随着刘娇娇的害怕手摇动的厉害整个车厢刚刚安静看着他们的脸突然都笑了起来,“嘿嘿嘿嘿”
表情僵硬的人机械上扬着两边的嘴角,眼睛用力的睁大,随着他们笑声身体一颤一颤的,几人围在一起警惕的看着他们。
霍斯将刘娇娇手中的手拿了过来,手鼓老老实实的没有再突然回到刘娇娇的手上,手鼓停止那些“人”也没有了笑声,
“看来这些东西每一个都会有不一样的效果,”春舟看着另外几个东西,“我们一人选一个试试,你先吹一下哨子”
“啊!”程苏嘉看着自己手中的哨子崩溃,“我能不能换一个。”
“你觉得呢?”春舟冷冷看着他,程苏嘉不再说话老老实实的吹自己的哨子,前面几下没有什么动静,只是后面这哨子声音开始变得清脆起来。
"趴下!"春舟声嘶力竭地大吼一声,同时毫不犹豫地伸手猛地将身旁的玄雨按倒在地。与此同时,其他人也如条件反射般迅速做出反应,紧跟着春舟的动作。

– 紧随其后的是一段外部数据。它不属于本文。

PR #922, opened 2020-05-25
Fix zonal stat example in the docs

philippjfr:
Since we added special handling for zeros in a uint array but not an int array the zonal stats example that casts to int types does not mask out the zero values and we get a red background:

Before:

download (1)

After:

download (2)

I've also taken the opportunity to add an explicit error for mismatching shapes on stack because I just came across a user who got caught out by this.

### DIFF
--- a/datashader/transfer_functions/__init__.py
+++ b/datashader/transfer_functions/__init__.py
@@ -118,7 +118,7 @@ def stack(*imgs, **kwargs):
     """
     if not imgs:
         raise ValueError("No images passed in")
-    shapes = ()
+    shapes = []
     for i in imgs:
         if not isinstance(i, Image):
             raise TypeError("Expected `Image`, got: `{0}`".format(type(i)))
--- a/datashader/transfer_functions/__init__.py
+++ b/datashader/transfer_functions/__init__.py
@@ -118,9 +118,14 @@ def stack(*imgs, **kwargs):
     """
     if not imgs:
         raise ValueError("No images passed in")
+    shapes = ()
     for i in imgs:
         if not isinstance(i, Image):
             raise TypeError("Expected `Image`, got: `{0}`".format(type(i)))
+        elif not shapes:
+            shapes.append(i.shape)
+        elif shapes and i.shape not in shapes:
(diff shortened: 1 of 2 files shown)


philippjfr:
Alternatively I could also cast to `uint` types but the entire line seems highly non-obvious:

download (3)

We need to very clearly state the change in assumptions we've made about ints and uints in shade.

jbednar:
@brendancol , just highlighting this change in case it needs corresponding handling in xarray-spatial.  You don't need to do anything in this PR or on Datashader, but there may be changes needed in xarray-spatial or its docs.

datashader/transfer_functions/__init__.py
```diff
@@ -118,9 +118,14 @@ def stack(*imgs, **kwargs):
...
     if not imgs:
         raise ValueError("No images passed in")
+    shapes = []
     for i in imgs:
         if not isinstance(i, Image):
             raise TypeError("Expected `Image`, got: `{0}`".format(type(i)))
+        elif not shapes:
+            shapes.append(i.shape)
+        elif shapes and i.shape not in shapes:
+            raise ValueError("The stacked images must have the same shape.")
```
jbednar, line 128: Thanks. What was the error message or symptom before adding this exception?

philippjfr: See https://discourse.holoviz.org/t/how-to-plot-an-observer-on-a-georeferenced-tif-file/540/2

```
~/opt/anaconda3/envs/grass/lib/python3.7/site-packages/toolz/functoolz.py in flip(func, a, b)
    735     [1, 2, 3]
    736     """
--> 737     return func(b, a)
    738 
    739 

TypeError: ufunc 'over' not supported for the input types, and the inputs could not be safely coerced to any supported types according to the casting rule ''safe''
```

jbednar: Thanks.

jbednar:
I've updated the docs in https://github.com/holoviz/datashader/pull/922 to mention the change to uint32 in what seem like the appropriate places.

就在这时,一道令人心悸的寒光闪过,一根足有婴儿手臂那么粗的巨大钢索如同一条凶猛的蟒蛇,以惊人的速度从他们上方呼啸而过。那钢索带着凌厉的风声和无与伦比的力量,仿佛要将一切都撕裂开来,如果有人被它击中,后果简直不堪设想。
程苏嘉微微抬头,“那个……我还要继续吹吗?”
“继续”春舟将听不到声音的玄雨拉到自己身边,“一会儿注意听我的口令。”
程苏嘉听话的继续自己的动作,接连几次的钢索呼啸而过,春舟才叫停,“行了”
几人将东西全部尝试了一遍,哨子出现钢索、拨浪鼓出现血人、手鼓傀儡会笑、埙会让傀儡丧哭、木鱼会出现鲜花、还有一片薄薄的竹片吹了几次也没有出现上面反应,不知道是不是因为没有吹对。
“所以说这些东西有什么用?”春舟摸索着下巴看着这些东西思考,怎么都想不出的结果
程苏嘉也想不出什么,看着周围的傀儡有了一个好玩的想法。